The third quarter of 2023 continued the trend of positive financial results since the first quarter of 2022. Revenue of $255.2 million and Adjusted EBITDA of $52.3 million were driven by solid performance across all service lines. Despite the unstable market environment, the Adjusted EBITDA in Q3 2023 was the best quarterly financial results for the current year. While Adjusted EBITDA showed a modest decline year over year, it showed a slight improvement sequentially as a result of improved activity in the Canadian fracturing and U.S. coiled tubing segments of our business.

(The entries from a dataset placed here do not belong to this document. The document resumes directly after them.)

PR #523, opened 2026-04-29
EAS-3021: Sources `sender` value for CAP XML from environment variable or provided

leylayaltiligil:
This PR consists of changes regarding the CAP XML generation, specifically setting the `sender` element value to either what has been provided (will possibly be provided in the future), else use the default which is sourced from config.


gds-gharper (commented):
We probably want to draft this since it's not obvious we should be using an email, it might be a web address like the met office do

leylayaltiligil:
Closing this as the work, requiring this, has been paused.

PR #536, opened 2026-06-22
EAS-2957: govuk publish blue green deployment

Dave-Johnson-GDS:
`utils:EAS-2957-blue-green-web-deployments`
`api:EAS-2957-publish-blue-green-deployment`
`functional-tests:EAS-2957-blue-green-publish`


app/tasks/tasks.py
```diff
@@ -85,6 +121,90 @@ def publish_govuk_alerts(broadcast_event_id=""):
...
+        current_app.logger.info(f"Preparing publish destination {publish_destination}")
+        with tracer.start_as_current_span("Prepare publish destination"):
+            try:
+                # delete content from destination
+                prepare_destination(publish_destination)
+            except Exception as e:
+                current_app.logger.exception(f"Problem preparing publish site, will overwrite existing content: {e}")
+
+        # Set old cut_off date, so that all alerts are re-rendered
+        cut_off = datetime(1970, 1, 1, tzinfo=timezone.utc)
```
gds-gharper: I'm not sure I'd want to set the original epoch as a magic number in this case, I'd rather send through a null value and just disable the check

app/tasks/tasks.py
```diff
@@ -37,16 +43,43 @@ def publish_govuk_alerts(broadcast_event_id=""):
...
+                restore_latest_archive(publish_destination)
+            except Exception as e:
+                current_app.logger.exception(f"Problem preparing publish site, setting flag to run full publish: {e}")
+                prepared_ok = False
+
+        # Not able to confirm whether our publish destination was prepared correctly,
+        # therefore need to render and publish everything.
+        # Grab assets, and set a really old cut_off date.
+        if not prepared_ok:
+            cut_off = datetime(1970, 1, 1, tzinfo=timezone.utc)
```
gds-gharper: I think I'd rather not use a magic epoch value in this case, and instead send through an empty value and actively disable the check/where clause

gds-gharper (changes requested):

app/tasks/tasks.py
Dave-Johnson-GDS: Thanks - now set to None, which is already handled correctly by Jonathans code.

app/tasks/tasks.py
Dave-Johnson-GDS: Thanks - now set to None, which is already handled correctly by Jonathans code.

gds-gharper (dismissed):

Dave-Johnson-GDS:
Sorry @gds-gharper, had to tweak a unit test following the cut_off change.

app/tasks/tasks.py
```diff
@@ -85,6 +120,87 @@ def publish_govuk_alerts(broadcast_event_id=""):
...
+    setattr(g, FLASK_G_BROADCAST_EVENT_ID, broadcast_event_id)
+
+    try:
+        current_app.logger.info(
+            "Starting GovUK full publish. (Triggered by broadcast event: %s)",
+            broadcast_event_id,
+        )
+
+        publish_task_progress = PublishTaskProgress.create(
+            publish_type="publish-dynamic", publish_origin="dramatiq"
```
jamesorlakin: Should we differentiate this between full publish and partial?

app/utils.py
```diff
@@ -340,3 +351,238 @@ def archive_website(html, capxml, assets=None):
...
+            Body=file["data"],
+            ContentType=file["content_type"],
+        )
+        return file["key"]
+
+    with ThreadPoolExecutor(max_workers=max_workers) as pool:
+        futures = {pool.submit(upload_one, f): f["key"] for f in files}
+
+        for future in as_completed(futures):
+            future.result()  # propagate exceptions
```
jamesorlakin, line 588: Yay!

app/tasks/tasks.py
```diff
@@ -85,6 +120,87 @@ def publish_govuk_alerts(broadcast_event_id=""):
         raise e
 
 
+@dramatiq_instance.actor(
+    actor_name=TaskNames.PUBLISH_GOVUK_ALERTS_FULL,
+    queue_name=QueueNames.GOVUK_ALERTS,
+    allow_retry=True,
+)
+def publish_govuk_alerts_full(broadcast_event_id=""):
```
jamesorlakin, line 128: I almost feel this method is the same as the above, i.e. `cut_off=None` and not calling `restore_latest_archive`?

But I'm not worried enough that you'd need to rework it or anything.

jamesorlakin (dismissed):

app/tasks/tasks.py
Dave-Johnson-GDS: Good spot, now sorted.

app/utils.py
Dave-Johnson-GDS: :)

jamesorlakin (approved):

PR #541, opened 2026-07-08
EAS-3168 Fix date rendering in atom feed

jonathan-owens-gds:
The incorrect rendering of the "stopped at" date/time affected browsers only. The content in the atom feed has always been correct.

Legacy Javascript was parsing a datetime string from fields in the atom element. The "stopped at" date/time is already built out server-side, so we don't need javascript to construct it.
Tested in Chrome, Firefox and Safari.


gulpfile.js
```diff
@@ -135,7 +130,7 @@ const defaultTask = parallel(
   copy.govuk_frontend.images,
   copy.html5shiv,
   copy.images,
-  copy.plainjs,
+  // copy.plainjs,
```
jamesorlakin:
```suggestion
```

jamesorlakin (dismissed):

gulpfile.js
jonathan-owens-gds: done

jamesorlakin (approved):

PR #121, opened 2022-07-12
Independent Model/Obs verification and offline obs/analysis generation

### LINKED ISSUE #116: Independent Model/Obs verification and offline obs/analysis generation
1. Sometimes only one of the model-space or obs-space verification needs to be run.  Provide 2 YAML switches that allows for them to be run independently

2. The observation and GFS analysis processing available in the ColdStart and RealTime runs can be generalized to run for any dates without running Variational, Forecast, or verification tasks.  Add two new scenarios that enable anybody to generate observations or GFS analyses for their time period and mesh.

Work is mostly complete in `feature/2_GenerateAndIndependentModelObs` with base branch `feature/1_modeldata2yaml`.

jjguerrette:
### Description

1. Two new scenarios are added, `GenerateGFSAnalyses` and `GenerateObs`, which use the GFS analysis generation and observation file generation features from the real-time scenario, applicable for any dates of the users choosing that are valid for RDA.  So if we decide to run on a new mesh or during a new time period, it is easy to generate the verifying data without requiring somebody to do it manually.  Then the data can be moved to a secure location for all group members' use in similar experiments.

2. Two new verification options are added, `workflow.VerifyAgainstObservations` and `workflow.VerifyAgainstExternalAnalyses`, which take True or False as values.  By default, both are True, following the current default behavior in develop.  This enables users to select only one verifying data set or the other (obs-space or model-space), which is particularly useful when re-running verification for some reason.

3. `clobber_mode="truncate"` is added to the diagnostics stream during forecasts

4. Update `GenerateABEInflation.csh`

5. Other small refactorings and changes to 60km EDA resources

### Issue closed

Closes #116 

### Tests completed
 - [x] eda_OIE120km_WarmStart


ibanos90 (approved):
Looks good. Ran the tests and all completed successfully.

include/verifyobs.rc
```diff
@@ -81,11 +65,10 @@
       graph = '''
         DataAssimFinished => MeanAnalysis => ExtendedMeanFC
         ExtendedMeanFC => HofXMeanFC
-        ExtendedMeanFC => VerifyModelMeanFC
+        HofXMeanFC:succeed-all => VerifyObsMeanFC
+        VerifyObsMeanFC:succeed-all => CleanHofXMeanFC
   {% for dt in ExtendedFCLengths %}
         PrepareObservations[+PT{dt}H] => HofXMeanFC{{dt}}hr
```
jjguerrette: Note that this line does not work as currently written.  I will remove the dependence on PrepareObservations for extended forecast verification for now as I already have a fix in a follow-on branch.  This dependency is only needed if we ever decide to run extended forecasts while the real-time system is running.  A similar dependency on external analysis preparation is needed in `verifymodel.rc`.

jjguerrette:
Re-ran tests with latest develop merged.  All passed.  Merging.

PR #123, opened 2022-07-12
Enable dual-mesh 3dvar in cold-start scenarios that can use any `outerMesh`

### LINKED ISSUE #122: Enable dual-mesh 3dvar in cold-start scenarios that can use any `outerMesh`
### Problem statement
The Variational application requires a `static.{{nCells}}.nc` and `templateFields.{{nCells}}.nc` file on each mesh (1 per Geometry) that is used in DA, i.e., `outerMesh`, `innerMesh`, and `ensembleMesh`.  Currently we can only do dual-mesh 3dvar or 3denvar on WarmStart runs for which we already have `x1.{{nCells}}.init.*.nc` files pre-generated somewhere on Cheyenne.

Currently for cold-start scenarios, we generate `x1.{{nCellsOuter}}.init.*.nc` as the cold-start initial condition of the first forecast.  This can also be used as the `static.{{nCellsOuter}}.nc` file for any of the Forecast, Variational, HofX, etc... applications.  Then the background state file can be used as `templateFields.{{nCellsOuter}}.nc` for Variational and HofX applications.  For dual-mesh 3DVar, we also need `x1.{{nCellsInner}}.init.*.nc` (plus `x1.{{nCellsEnsemble}}.init.*.nc` for 3denvar).  Although `nCellsInner==nCellsEnsemble` currently, Benjamin Menetrier is working on allowing them to be different.  Likely we could benefit from such a configuration by keeping the inner loop mesh coarser than the ensemble mesh, for example.

### Solution
The easiest way to enable dual-mesh 3dvar (and eventually dual-mesh 3denvar) in cold-start scenarios is to run `init_atmosphere` on both of the inner loop and ensemble meshes using the identical ungrib file that was used on the outer loop mesh.  This entails templating some of the `ExternalAnalyses` generation mechanisms to work with all three meshes, and not only the outer loop mesh.

### Why would we want to be able to do this?
Once enabled, any user can run 3dvar for any date they wish as long as the `innerMesh` is `120km` or `60km` (only two meshes for which we have a static B).  The outer mesh can be freely changed, including to variable resolution meshes, in order to fit particular applications.  After additionally completing #118 and #119, we will be able to start new hybrid 3denvar experiments for any date.

### Working branch
Fully enabled in `feature/dualMeshColdStart`, including a new `3dvar_O30kmIE60km_ColdStart` automated test.

jjguerrette:
### Description
1. Dual-mesh 3dvar is enabled in cold-start scenarios by running the init_atmosphere on both of the inner loop and ensemble meshes using the identical ungrib file that was used on the outer loop mesh. The `ExternalAnalysisToMPAS-{{mesh}}` cylc task has multiple mesh-specific versions, each feeding the appropriate mesh name to `ExternalAnalysisToMPAS.csh`.  The same templating applies for `LinkExternalAnalysis-{{mesh}}`.

2. Any user can run 3dvar for any date they wish as long as the `model.innerMesh` and `model.ensembleMesh` are both equal to either 120km or 60km (only two meshes for which we have a static B). The outer mesh can be freely changed, including to variable resolution meshes, in order to fit particular applications. There is no need to generate any of the inner, outer, or ensemble mesh data offline, except for (1) static B, and (2) ensemble forecasts and (3) localization for 3denvar or 3dhybrid.

3. All substitution variables in `streams.atmosphere` and `streams.init_atmosphere` are enclosed in double braces.

4. `ArgMesh` is also added to `forecast.csh`, which might eventually be used to run ensemble and central deterministic forecast members on different meshes in a single workflow.  That functionality is not enabled here, however.

### Issue closed

Closes #122

### Tests completed
 - [x] eda_OIE120km_WarmStart


ibanos90 (approved):
Thanks for this PR @jjguerrette. This could be used for the RealTime run if needed in the future. 
Ran the tests and all completed successfully.

jjguerrette:
Re-ran tests with latest develop merged. Fixed a bug in `/forecast.csh`.  All tests passed. Merging.

PR #130, opened 2022-07-25
Include gnu version in module load

### LINKED ISSUE #129: Possible bug in environment setup
https://github.com/NCAR/MPAS-Workflow/blob/179724cbfa8a5396cb94b4c631ec3710be1017fa/config/environmentJEDI.csh#L10

The above line may need to be changed to include the module version number, as below
```
setenv BuildCompiler 'gnu-openmpi/10.1.0'
```

Even if this is not a required change, it is a recommended change.

jjguerrette:
### Description
Eliminates a possible source of errors by ensuring we use the correct gnu-openmpi module on Cheyenne.  Nobody reported this is causing errors, but we need to follow common practices between the bundle build and the workflow.

### Issue closed

Closes #129 

### Tests completed

### DIFF
--- a/config/environmentJEDI.csh
+++ b/config/environmentJEDI.csh
@@ -7,7 +7,7 @@ setenv config_environmentJEDI 1
 # {compiler}-{mpi-implementation} combination that selects the JEDI module used to build
 # the executables described in config/builds.csh
 # OPTIONS: gnu-openmpi, intel-impi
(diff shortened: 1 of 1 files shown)


metdyn (approved):
The statement `setenv BuildCompiler 'gnu-openmpi'` appears only once throughout the repo (in this file).  This updated gnu-openmpi version follows mpas-bundle current setting. Agree!

PR #145, opened 2022-08-25
Prepare external analyses past final cycle point

jjguerrette:
### Description

`PrepareExternalAnalyses*` and `PrepareObservations` tasks are modified to include forecast duration offsets between `thisCycleDate` and `thisValidDate`, such that later cycle data can be processed in an earlier cycle.  This allows for extended forecast verification beyond the cylc `final cycle point`.  In this bugfix branch there are redundancies between cycles when preparing observations and external analyses.  For example, the external analysis used to verify the 24 hour forecast from 2018051400 is identical to the one used to verify the 0 hour forecast from 2018051500.  Removing those redundancies will require some smart inter-cycle triggering that checks whether the required data is already present, which can wait for a follow-on PR.  The extended forecast functionality is primarily used for the 2018 test period, such that the redundant tasks are duplicating link creation and not any computationally expensive procedures.

In addition to that bugfix, some flexibility is added for running extended forecasts separately from the obs-space and model-space verification, as requested in #143.  When `VerifyExtendedMeanFC` is `True`, and both `VerifyAgainstObservations` and `VerifyAgainstExternalAnalyses` are `False`, only the extended forecast will be run and not the verification.  The opposite is not true however.  That is to say, setting `VerifyExtendedMeanFC` to `False` (irrespective of the values for `VerifyAgainstObservations` and `VerifyAgainstExternalAnalyses`) will turn off both the extended forecast and the corresponding verification.  So #143 is not completely addressed.

### Issue closed

Closes #144 

### Tests completed
 - [x] 3dvar_OIE120km_WarmStart
 - [x] 3denvar_OIE120km_WarmStart
 - [x] 3dvar_OIE120km_ColdStart
 - [x] 3dvar_O30kmIE60km_ColdStart
 - [x] 3denvar_O30kmIE60km_WarmStart
 - [x] eda_OIE120km_WarmStart

PR #150, opened 2022-08-29
Always use valid date for data retrieval

### LINKED ISSUE #149: Valid date substrings need to be used instead of cycle date substrings
The following scripts were modified in #145 to include a delta time offset from the cycle date:
`GetGFSAnalysisFromFTP.csh`
`GetGFSAnalysisFromRDA.csh`
`GetObs.csh`

However, those scripts use substrings of the cycle date to grab files from external sources with very specific naming conventions.  These scripts need to be updated to use `thisValidDate` substrings instead of `thisCycleDate` substrings for the date-specific naming conventions.

jjguerrette:
### Description
Fixes a bug introduced in #145 that would have impacted extended forecast verification when observations and external analyses are retrieved online in the workflow, such as in real-time applications.  The date strings for file retrieval now use the valid date instead of the cycle date.  This would not have impacted the 2018 historical period applications or background forecast verification (0-hr time offset between valid and cycle dates).

### Issue closed

Closes #149 

### Tests completed
Only ColdStart tests and RealTime application are impacted

### DIFF
--- a/GetGDASanalysis.csh
+++ b/GetGDASanalysis.csh
@@ -8,12 +8,15 @@ date
 source config/model.csh
 source config/experiment.csh
 source config/builds.csh
-set yyyymmdd = `echo ${CYLC_TASK_CYCLE_POINT} | cut -c 1-8`
-set yy = `echo ${CYLC_TASK_CYCLE_POINT} | cut -c 1-4`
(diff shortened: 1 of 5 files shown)


ibanos90 (approved):
Thanks for this PR @jjguerrette. I ran the tests and all completed successfully.

PR #187, opened 2023-01-26
Update BUMP yamls

### LINKED ISSUE #182: Update BUMP yamls
See https://github.com/JCSDA-internal/mpas-jedi/pull/822 and https://github.com/JCSDA-internal/saber/pull/424.

byoung-joo:
### Description
* Companion to https://github.com/JCSDA-internal/mpas-jedi/pull/822.  YAML formats are changed for `multivariate strategy` key of BUMP.  No change in the result is expected.
* Build is updated to 25JAN2023.
* StaticB files are regenerated, due to a change in the group name formatting in some BUMP NetCDF files.
We can still use the previous versions of BUMP localization files.

### Issue closed

Closes #182 

### Tests completed
 - [x] eda_OIE120km_WarmStart

### DIFF
--- a/config/jedi/applications/3denvar.yaml
+++ b/config/jedi/applications/3denvar.yaml
@@ -55,7 +55,7 @@ cost function:
             data directory: {{bumpLocDir}}
             files prefix: {{bumpLocPrefix}}
           drivers:
-            multivariate strategy: common
+            multivariate strategy: duplicated
             read local nicas: true
           model:
             level for 2d variables: last
--- a/scenarios/base/variational.yaml
+++ b/scenarios/base/variational.yaml
@@ -247,13 +247,13 @@ variational:
       bumpCovStdDevFile: None
       bumpCovVBalDir: None
     60km:
-      bumpCovDir: /glade/p/mmm/parc/bjung/pandac_common/staticB/20230106_prebuilt/60km.NICAS_00
-      bumpCovStdDevFile: /glade/p/mmm/parc/bjung/pandac_common/staticB/20230106_prebuilt/60km.CMAT_00/mpas.stddev_0p33.2018-04-15_00.00.00.nc
-      bumpCovVBalDir: /glade/p/mmm/parc/bjung/pandac_common/staticB/20230106_prebuilt/60km.VBAL_00
+      bumpCovDir: /glade/p/mmm/parc/bjung/pandac_common/staticB/20230125_prebuilt/60km.NICAS_00
+      bumpCovStdDevFile: /glade/p/mmm/parc/bjung/pandac_common/staticB/20230125_prebuilt/60km.CMAT_00/mpas.stddev_0p33.2018-04-15_00.00.00.nc
+      bumpCovVBalDir: /glade/p/mmm/parc/bjung/pandac_common/staticB/20230125_prebuilt/60km.VBAL_00
     120km:
-      bumpCovDir: /glade/p/mmm/parc/bjung/pandac_common/staticB/20230106_prebuilt/NICAS_00
-      bumpCovStdDevFile: /glade/p/mmm/parc/bjung/pandac_common/staticB/20230106_prebuilt/CMAT_00/mpas.stddev_0p33.2018-04-15_00.00.00.nc
-      bumpCovVBalDir: /glade/p/mmm/parc/bjung/pandac_common/staticB/20230106_prebuilt/VBAL_00
+      bumpCovDir: /glade/p/mmm/parc/bjung/pandac_common/staticB/20230125_prebuilt/NICAS_00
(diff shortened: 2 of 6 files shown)


byoung-joo:
Six tests went through without an issue on Cheyenne. I have compared several results with previous version of MPAS-Workflow, but I don't have the results for all scenarios. The test results are located in `/glade/scratch/bjung/pandac/*_TEST.25JAN2023`.

Also, is the configuration `config/jedi/applications/3denvar-crossed.yaml` used in MPAS-Workflow ? 
I just changed the `multivariate strategy` key, but this was not tested and might not work properly...

jjguerrette:
> Six tests went through without an issue on Cheyenne. I have compared several results with previous version of MPAS-Workflow, but I don't have the results for all scenarios. The test results are located in `/glade/scratch/bjung/pandac/*_TEST.25JAN2023`.

As long as the tests completed, as in the cylc suites complete and exit successfully, that is enough.  I do not check the results, because we do not have references.  More work to be done there.

> Also, is the configuration `config/jedi/applications/3denvar-crossed.yaml` used in MPAS-Workflow ? I just changed the `multivariate strategy` key, but this was not tested and might not work properly...

That yaml is not used in the tests or by any example scenarios.  It was a placeholder for when we return to the all-sky work.  Whoever gets back to that work can open a new issue/PR to fix the yaml if needed.

config/jedi/applications/3denvar.yaml
```diff
@@ -55,7 +55,7 @@ cost function:
             data directory: {{bumpLocDir}}
             files prefix: {{bumpLocPrefix}}
           drivers:
-            multivariate strategy: common
+            multivariate strategy: duplicated
```
jjguerrette, line 58: Does `common` need to be changed to `duplicated` in the localization generation too?  Asking so I can update my own offline yamls.

scenarios/base/variational.yaml
```diff
@@ -247,13 +247,13 @@ variational:
       bumpCovStdDevFile: None
       bumpCovVBalDir: None
     60km:
-      bumpCovDir: /glade/p/mmm/parc/bjung/pandac_common/staticB/20230106_prebuilt/60km.NICAS_00
-      bumpCovStdDevFile: /glade/p/mmm/parc/bjung/pandac_common/staticB/20230106_prebuilt/60km.CMAT_00/mpas.stddev_0p33.2018-04-15_00.00.00.nc
-      bumpCovVBalDir: /glade/p/mmm/parc/bjung/pandac_common/staticB/20230106_prebuilt/60km.VBAL_00
+      bumpCovDir: /glade/p/mmm/parc/bjung/pandac_common/staticB/20230125_prebuilt/60km.NICAS_00
```
jjguerrette, line 250: Should I update localization files too?

jjguerrette (commented):
Thank you BJ. Just a couple questions.

config/jedi/applications/3denvar.yaml
byoung-joo: Yes, it should be updated there!

scenarios/base/variational.yaml
byoung-joo: There is no change in the localization files (specifically for group name `common`), so we can use the existing ones.

byoung-joo: It is a bit complex... the `multivariate strategy` key is changed from `common` to `duplicated`, BUT the NetCDF group name `common` stays the same as before in BUMP NetCDF file.

jjguerrette: OK, then I will not update them.  Do the yaml settings below look correct to you for generating localization?

```yaml
  drivers:
    ## always on
    compute nicas: true
    write local nicas: true
    write global nicas: true
    write nicas grids: true

    ## same length scales for all variables
    multivariate strategy: duplicated
  nicas:
    resolution: 8.0
    explicit length-scales: true
    ## duplicated
    horizontal length-scale:
      - variables: [duplicated]
        value: HLocLengthKMe3
    vertical length-scale:
      - variables: [duplicated]
        value: VLocLengthKMe3
```

byoung-joo:
> As long as the tests completed, as in the cylc suites complete and exit successfully, that is enough. I do not check the results, because we do not have references. More work to be done there.

Yes, all cylc suites complete and exit successfully!

> That yaml is not used in the tests or by any example scenarios. It was a placeholder for when we return to the all-sky work. Whoever gets back to that work can open a new issue/PR to fix the yaml if needed.

Thank you for your explanation, @jjguerrette. We can continue this part latertime! perhaps when we update the build version for benchmark experiment!

scenarios/base/variational.yaml
byoung-joo: Let me double check this !

jjguerrette: I'm checking right now.  Will report back.

jjguerrette (approved):

scenarios/base/variational.yaml
jjguerrette: I changed `variables: [duplicated]` to `groups: [common]`.  That appears to be working.

Issue #194, opened 2023-01-31
Port yaml parsing to python


jjguerrette:
Two motivations.  The current parsing of yamls in tcsh is:
1. incredibly slow with lots of redundant reads of entire scenario yaml files
2. difficult to maintain, extend, and document
 
Mostly complete in two feature branches:
1. `feature/0_pythonConfigParse`
4. `feature/1_pythonConfigParse`

The first branch makes the transition to python feasible by dividing `drive.csh` into 4 different named suites (`Cycle`, `ForecastFromExternalAnalyses`, `GenerateExternalAnalyses`, and `GenerateObs`), and isolating the suite aspects and configuration aspects associated with each application (e.g., `variational`, `forecast`, `initic`, etc...) into a single shell script.

The second branch converts those non-overlapping functionalities (multiple suites and multiple applications) into python classes.  It also moves all YAML parsing to python, which is at least an order of magnitude faster than the current parsing in shell scripts.

There is still room for later improvement, but these feature branches together unties a lot of complex inter-dependencies that exist in the current shell scripts.  Eventually this functionality can be leveraged to improve YAML design, because python can parse any valid YAML structure into a hierarchy of dictionaries.  These branches have been sitting around for a while.  I delayed merging because there will be some interruption to individuals' experiment YAMLS.  I would like to merge them soon, because merging develop takes a lot of work, especially when people add new YAML options.

Please reach out to discuss further.

PR #199, opened 2023-02-23
First step to python-ized scenario configuration parsing

jjguerrette:
### Description
Major refactoring.  Over 100 files touched.  Divides `drive.csh` into 4 different named suites (Cycle, ForecastFromExternalAnalyses, GenerateExternalAnalyses, and GenerateObs). One benefit of this PR is that some settings that are only needed for the Cycle suite can be removed for other suites (e.g., see scenarios/GenerateObs.csh).

Isolates the suite aspects and configuration aspects associated with independent applications (e.g., variational, forecast, initic, etc...) into their own shell script (i.e., variational.csh, forecast.csh, initic.csh, etc...).  A follow-on PR will take that design one step further to collect the configuration for each application into a python class.

Some of the cylc suite task descriptions are now automatically generated in those application-specific scripts.  Other tasks (like `HofX*`) are not yet automated, but will be in later work after the cylc dependency generation is also automated.  The automatic dependency generation is partially implemented in `feature/1_pythonConfigParse`, because that is much easier to do in python than in shell scripts.

Note that many scenario yamls have been changed to organize their root keys alphabetically.  This is only for ease of maintenance and is not a requirement for any users.

The number of members is now controlled with `members.n` (defaults to 1) instead of under the `variational` yaml section.  This eases use of the configuration element that controls the number of members across applications (i.e., HofX, Forecast, RTPP) as needed.

These three extended forecast settings are moved from the `workflow` to the `forecast` section:
```
  ExtendedMeanFCTimes: T00
  ExtendedFCLengthHR: 240
  ExtendedFCOutIntervalHR: 24
```

### Issue closed

First part of #194

### Tests completed
 - [x] eda_OIE120km_WarmStart


jjguerrette:
Since this is an intermediate step that merely facilitates the second step, I recommend not getting too attached to the shell script design in the `config` directory.  The application-specific and data resource-specific shell scripts will be replaced by python classes in the follow-on PR.  This PR's main purpose is to untie circular/complex dependencies.  The follow-on PR and later work will further that endeavor.

ibanos90 (approved):
Hi @jjguerrette, thanks for this PR! It is a lot work! I ran the test and all completed successfully.

junmeiban (approved):
Tested and all passed. Thank you so much @jjguerrette !

scenarios/ForecastFromGFSAnalyses.yaml
```diff
@@ -1,31 +1,46 @@
...
-model:
-  outerMesh: 60km
-#TODO: make it so that innerMesh and ensembleMesh are not needed
-  innerMesh: 60km
-  ensembleMesh: 60km
+
+forecast:
+  ExtendedMeanFCTimes: T00,T12
+  ExtendedFCLengthHR: 24
+  ExtendedFCOutIntervalHR: 12
```
jjguerrette, line 11: I want to make a note to all users.  These three extended forecast settings are moved from `workflow` to `forecast`.  There will be additional yaml format changes in the next PR, which will be demonstrated in the example scenario yamls.

scenarios/GenerateObs.yaml
```diff
@@ -22,15 +15,8 @@ experiment:
...
-  resource: "ForecastFromAnalysis"
-externalanalyses:
-  resource: "GFS.RDA"
-model:
-  outerMesh: 120km
-  innerMesh: 120km
-  ensembleMesh: 120km
-variational:
-  DAType: 3dvar
-  nInnerIterations: [0,]
```
jjguerrette, line 36: Another benefit of this PR is that some settings that are only needed for the `Cycle` suite can be removed for other suites (e.g., these ones for `GenerateObs`).

liujake (approved):
Not able to check 100+ files! Fine with me to merge.

PR #251, opened 2023-06-28
Fixed a failure of a test1 case, update verification obs input, and use bending angle

liujake:
### Description
1. The default is set to 36 cores per node for the forecast step, which caused a failure for one 'test1' scenario pointing to Duda's folder missing the MPAS partition file for 288 cores. Set to 32 cores (thus use 256 cores) in the scenario yaml fixed the problem.

2. Update the hofx obs input location for cycling experiments using raw data with bias correction. Those hofx input obs are used for the forecast verification purpose and we'd better use GSI-ncdiag files and bias-corrected radiance data so that the consistent number of obs is used when comparing forecasts from multiple cycling experiments.

3. Use GNSSRO bending angle instead of refractivity

### List of modified files
M       scenarios/3dvar_O30kmIE60km_ColdStart.yaml
M       test/testinput/3dvar_O30kmIE60km_ColdStart.yaml
M       scenarios/defaults/observations.yaml
M       initialize/data/Observations.py

### DIFF
--- a/initialize/data/Observations.py
+++ b/initialize/data/Observations.py
@@ -21,8 +21,8 @@ from initialize.framework.HPC import HPC
 benchmarkObservations = [
   # anchor
   'aircraft',
-  'gnssrorefncep',
-#  'gnssrobndropp1d',
+#  'gnssrorefncep',
+  'gnssrobndropp1d',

Commodity prices stabilized in the third quarter after a volatile second quarter. West Texas Intermediate (WTI), the benchmark U.S. oil price, rose from approximately $70 per barrel at the start of the quarter to approximately $90 per barrel at the close. Strong global demand coupled with cuts from the Organization of the Petroleum Exporting Countries (“OPEC”) finally began to impact the physical oil market, driving the price of crude oil higher. U.S. natural gas prices rallied approximately 20% quarter over quarter, with the benchmark Henry Hub natural gas price responding to the drop off in drilling activity. The U.S. land rig count continued to slide, declining 10% from Q2 to an average count of 630 rigs in Q3 20231. The average Q3 2023 rig count in the Permian basin, home of STEP’s three U.S. fracturing crews, was 326 rigs, down 24 rigs since Q2 20231. Rig counts in Canada increased to 187 rigs in Q3 2023 from 116 in Q2 20231.

STEP’s Canadian fracturing service line had another solid quarter, despite residual impacts from wildfires and floods in Q2 that delayed operations to start the third quarter. The Canadian fracturing service line generated $127.4 million in revenue on 308,000 tonnes of proppant pumped, the best third quarter in the Company’s history. Activity in the U.S. fracturing service line was down sequentially on weak client activity at the start of the quarter but finished strong with all three fracturing fleets fully utilized.

U.S. coiled tubing continues to demonstrate the advantages of scale in that business, setting another quarterly record for operating days while generating $50.0 million in revenue for the quarter. STEP shifted units to capitalize on the higher demand northern regions during the quarter. Clients in these regions have been very receptive to STEP’s technical competency and fleet capability, laying a strong foundation for growth in these areas in 2024. The U.S. coiled tubing division also set a depth record of 8,253 meters (27,075 feet) for a client in the Permian Basin. Canadian coiled tubing levels were sequentially higher in Q3, although decisions by some clients to shift budgets from 2023 to 2024 negatively impacted the service line in the quarter. Early in Q4 2023, the Canadian coiled tubing division also set a depth record, reaching 8,101 meters (26,578 feet) for a client in the Duvernay.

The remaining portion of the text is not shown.